“可你是个和尚,‘假意’二字谁都做得,你却做不得。你要知道,这与那日救柱子并不相同,并非是一时的低头便可化解危机,你要面对的是每时每刻都是假意,无只字片语的真话。可你若真是这样,又做得哪门的和尚?”铃兰有些怀疑觉净究竟知不知道自己在做什么。
就在他说这段话的时候,他仍旧是一副清风朗月的模样,可一旦屈从刘少平,便意味着要同他一起共谋一切苟且之事,否则竹篮打水都是轻的,一不留神还有性命之虞。
“戒律清规是为了断恶,断恶是为了心怀慈悲,可若千万人都在苦海,却只因不愿染恶而拒绝搭救,又谈何慈悲呢。”觉净说。

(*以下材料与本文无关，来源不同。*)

PR #567, opened 2023-05-15
Try Getting Time from Server for List Calls

BrentSouza:
We have noticed that `s5cmd ls` sometimes fails to list objects immediately after they are written. This seems to be related to clock skew since `s5cmd` gets the current time from the client and compares it against each object's lastModified date. This is detailed a bit in issue #531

“你若真如此坦然,那你现在又在难过什么呢?”铃兰问。
觉净一怔,眼中闪过片刻的疑惑,像是自己都没有发现自己的难过,但紧接着他又释然了,平静地接受了自己意料之外的情感,平静地回答铃兰:“大概是觉得日后怕是要做许多不堪之事,有愧于师父教导吧。”
铃兰不自觉地叹了一口气,却又毫无来由地觉得这番话从他嘴里说出来实在是太理所应当了。
风平浪静、河清海晏之时守着戒律清规,与天子谈慈悲,同百姓讲佛道;八方风雨、礼坏乐缺时暂离青灯古佛,与妖魔鬼怪一斗,同黎民苍生并肩。

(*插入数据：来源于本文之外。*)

PR #574, opened 2023-06-20
readme: update build from source instruction

### LINKED ISSUE #568: Update README re: installing on linux; update to use `go install` and fix version tagging?
`sudo yum install golang` works

but `go get github.com/peak/s5cmd` doesn't work because `go get` has been deprecated in favor of `go install`, which did not work for me on my first try. 

Currently trying `go install github.com/peak/s5cmd@latest` but it's slow and I can't tell if it's working or not. I volunteer to make this update if/when I can get it to work.

igungor:
Fixes #568

### DIFF
--- a/README.md
+++ b/README.md
@@ -94,7 +94,7 @@ ps.  Quoted from [s5cmd feedstock](https://github.com/conda-forge/s5cmd-feedstoc
 You can build `s5cmd` from source if you have [Go](https://golang.org/dl/) 1.17+
 installed.
 
-    go install github.com/peak/s5cmd/v2
+    go install github.com/peak/s5cmd/v2@master
 
 ⚠️ Please note that building from `master` is not guaranteed to be stable since
 development happens on `master` branch.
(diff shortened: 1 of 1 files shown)


README.md
```diff
@@ -94,7 +94,7 @@ ps.  Quoted from [s5cmd feedstock](https://github.com/conda-forge/s5cmd-feedstoc
 You can build `s5cmd` from source if you have [Go](https://golang.org/dl/) 1.17+
 installed.
 
-    go get github.com/peak/s5cmd
+    go install github.com/peak/s5cmd/v2
```
seruman, line 97: I think the path needs to be something like `github.com/peak/s5cmd/v2@master` or `github.com/peak/s5cmd@master` ;
```bash
; go version
go version go1.20.5 darwin/amd64

; go install github.com/peak/s5cmd/v2
go: 'go install' requires a version when current directory is not in a module
        Try 'go install github.com/peak/s5cmd/v2@latest' to install the latest version
```

Omitting version or using `@latest` would try to build latest versioned release AFAIK;
> https://go.dev/ref/mod#version-queries
> The string latest, which selects the highest available release version.

igungor: PTAL

seruman (approved):

ilkinulas (approved):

铃兰是真的不觉得他所思所想有什么不堪之处,或是说他所行所为有什么愧对他人的地方。
但是觉净会这样觉得,纵然这一步走得毫无迟疑,但今后的日日夜夜,他或许都会在心里反反复复地惩罚自己,或许在踏出这一步的那一刻,他已为自己判了罪,只等一切尘埃落定后再向他心中的佛忏悔。
他有不可舍弃的道。
铃兰不懂,却也不愿置喙,便转而打听:“道理我都知道,但即使你蛰伏在刘少平身旁,又能做什么呢?老实交代,你是不是选了边?你选的是谁?”
觉净侧头细想了想,而后摇了摇头:“这个不能说。”
铃兰始料未及,被堵得一时有些语塞,半响后才自我放弃到:“行,不能说便算了。那第二个原因能说吗?”
觉净点了点头,回答道:“第二原因是因为你。”
“我?”
“姑娘欲行之事实在危险,贫僧曾劝姑娘就此放弃,由贫僧替你讨回公道,可姑娘担心贫僧心软,并不愿意相信。却不知到了如今,姑娘可愿意相信贫僧了?”觉净说。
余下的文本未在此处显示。